Version	Date	Composite	Note
pre-day1	2026-04-26	47.7%	label-bound metric (gold set had >15 PMIDs/query, capping recall@15 mathematically)
post-day1	2026-04-27	87.0%	metric fix + multi-query BM25 fan-out + rebalanced ranking weights
post-day3	2026-04-27	87.0%	HyDE + decomposition shipped behind flags, kept OFF (HyDE hurts top-15 by 3 pts on this eval)
post-day4	2026-04-27	87.0%	embedding bake-off confirmed BGE-M3 wins by 6 pts vs PubMedBERT and BGE-large-en
eval-v2	2026-04-27	60.9%	eval set expanded 24->148 queries via local Qwen 3.6 (long_natural, drug_interact, dose_response, paraphrase, typo). v1 composite preserved at 87.0; v2 drops to 60.9 because new categories expose real production gaps -- this is the desired headroom for future work.
eval-v2-idfix	2026-04-27	68.3%	fixed eval ID-matching: curated `Interaction: X x Y` rows have empty pmid; metrics now match by source_id. drug_interact 22.6 -> 54.6 (+32 pts), overall 60.9 -> 68.3 (+7.4 pts). Retrieval was already finding these records at rank 1; we just weren't crediting it.
reranker-router-prod	2026-04-27	70.0%	RERANKER_ROUTER=auto + RERANKER_MIN_WORDS=10 flipped on in production. Cross-encoder (bge-reranker-v2-m3) runs only on queries >=10 words. v2 composite 68.3 -> 70.0 (+1.7), dose_response +4.6, drug_interact +1.4, long_natural +1.6, paraphrase +1.4, v1_baseline 0 (canary preserved).
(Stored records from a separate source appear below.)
PR #943, opened 2021-09-05
Tile map custom class

### LINKED ISSUE #942: Custom Classes for layers of Tile Map [Enchantment/Feature request]
## Enchantment/Feature request
There should be a way, to define Custom classes for each Layer within a TileMap. All tiles of said layer would be created from that custom class instead of the default Sprite.

CommentatorForAll:
fixes #942 
changed tile map to accept a custom_class layer attribue (default Sprite). When reading in the tilemaps, all Tiles of that layer will be created from that class.

### DIFF
--- a/arcade/pymunk_physics_engine.py
+++ b/arcade/pymunk_physics_engine.py
@@ -35,7 +35,15 @@ class PymunkPhysicsEngine:
     KINEMATIC = pymunk.Body.KINEMATIC
     MOMENT_INF = float('inf')
 
-    def __init__(self, gravity=(0, 0), damping: float = 1.0):
+    def __init__(self, gravity=(0, 0), damping: float = 1.0, maximum_incline_on_ground: float = 0.708):
+        """ 
+            Creates a new physics engine, based on pymunk
+            
+            :param gravity The direction where gravity is pointing
+            :param damping The dampning of the sprites
+            :param maximum_incline_on_ground The maximum incline the ground can have, before is_on_ground() becomes False
+                default = 0.708 or a little bit over 45° angle
+        """
         # -- Pymunk
         self.space = pymunk.Space()
         self.space.gravity = gravity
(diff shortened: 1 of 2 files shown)


Cleptomania:
Thanks for the PR on that, I’ll get it merged in sometime tonight probably. I’m going to expand this to be able to set it on a per layer basis as well.

CommentatorForAll:
This is already on layer basis. You can define it for each layer seperately.
The only case which doesnt work is animated sprites. That one is still created from the original animatedspeite one

Cleptomania:
Okay I see now, one potential issue here is that this assumes your custom class constructor expects the same things as the standard Sprite class. I'm certain this is something that would vary a lot from case to case, so I'm not sure I see a great solution to that, any thoughts on that?

One possible way to handle it could be having a `custom_class_args` field in `layer_properties` which is just a dict and we pass it into the constructor with the `**` operator. We would still have to provide the same base args as we do for Sprite, but at least this would let you have additonal parameters.

This would mean if for example you had two layers of Platforms, which derive from the same base class, but maybe they're destructible and have different health values, you might do something like:

```python
layer_options = {
    "low_health_platforms": {
        "custom_class": MyPlatform,
        "custom_class_args": {
            "health": 50
        }
    },
    "high_health_platforms": {
        "custom_class": MyPlatform,
        "custom_class_args": {
            "health": 100
        }
    },
}
```

This still requires your `__init__` of the custom class to accept the regular stuff that `arcade.Sprite` does though, but that might be fine, even if you wanna actually create the Sprite differently or something, you could just make it accept the values and have them be thrown away. I don't really see a better way to handle that, any ideas?

CommentatorForAll:
That is a valid argument. I was tinkering with that too, because beforehand, i had custom argumetns too. But i figured that it would be best if one assumes, that the custom constructor is compatible with the default sprite constructor. but yeah, custom argumetns would be nice ^^

Cleptomania:
Gonna merge this in now, I'll do some more testing of the custom class args and see if we need any tweaks on the dev branch then

PR #963, opened 2021-09-20
Stop saying that non-method functions are methods

### LINKED ISSUE #957: Sometimes “method” is used when “function” would be more correct
The comments in some of the example code and tutorials.

### Where is it located?
In the `arcade/examples` and `doc/tutorials` folders. I haven’t found all of the files that need changing yet, but here’s one of them: `arcade/examples/conway_alpha.py`.

[In Python, a method is a specific type of function.](https://docs.python.org/3/glossary.html#term-method) If a function is declared in a class, then it is a method. If a function is declared outside of a class, then it isn’t a method. Sometimes, the comments call a function a method when it isn’t actually a method.

Jayman2000:
In Python, a method is a specific type of function[1]. Before this
change, comments would sometimes say that a function was a method even
when it wasn't.

Fixes #957.

1. https://docs.python.org/glossary.html#term-methods

### DIFF
--- a/arcade/examples/astar_pathfinding.py
+++ b/arcade/examples/astar_pathfinding.py
@@ -262,7 +262,7 @@ class MyGame(arcade.Window):
 
 
 def main():
-    """ Main method """
+    """ Main function """
     window = MyGame(SCREEN_WIDTH, SCREEN_HEIGHT, SCREEN_TITLE)
     window.setup()
     arcade.run()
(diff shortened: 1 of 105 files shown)


einarf:
Leaving this one for @pvcraven since it changes exmaple code.

pvcraven:
This is good. Merged.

Prod latency: short ~0.4s, long ~0.5s (warm model).
smarter-router-signals	2026-04-27	70.9%	Added typo detection (edit-distance signal) and drug-interaction pattern detection to reranker router. Typo +9.0 (74.3->83.3), drug_interact +3.1 (56.0->59.1), v1_baseline still 87.0 (canary preserved). Overall 70.0->70.9 (+0.9). No regressions in any category.

How to read these scores

Green (≥ 85): production-grade. Safe to surface to end users.
Amber (70–84): usable, but watch for regressions and prefer human review on critical paths.
Red (< 70): known weakness. We publish this honestly so you can decide whether to gate the feature behind an opt-in.

Methodology and source quality scoring are documented at /methodology. The autoresearch loop and prompt mutation framework live in jobs/autoresearch/.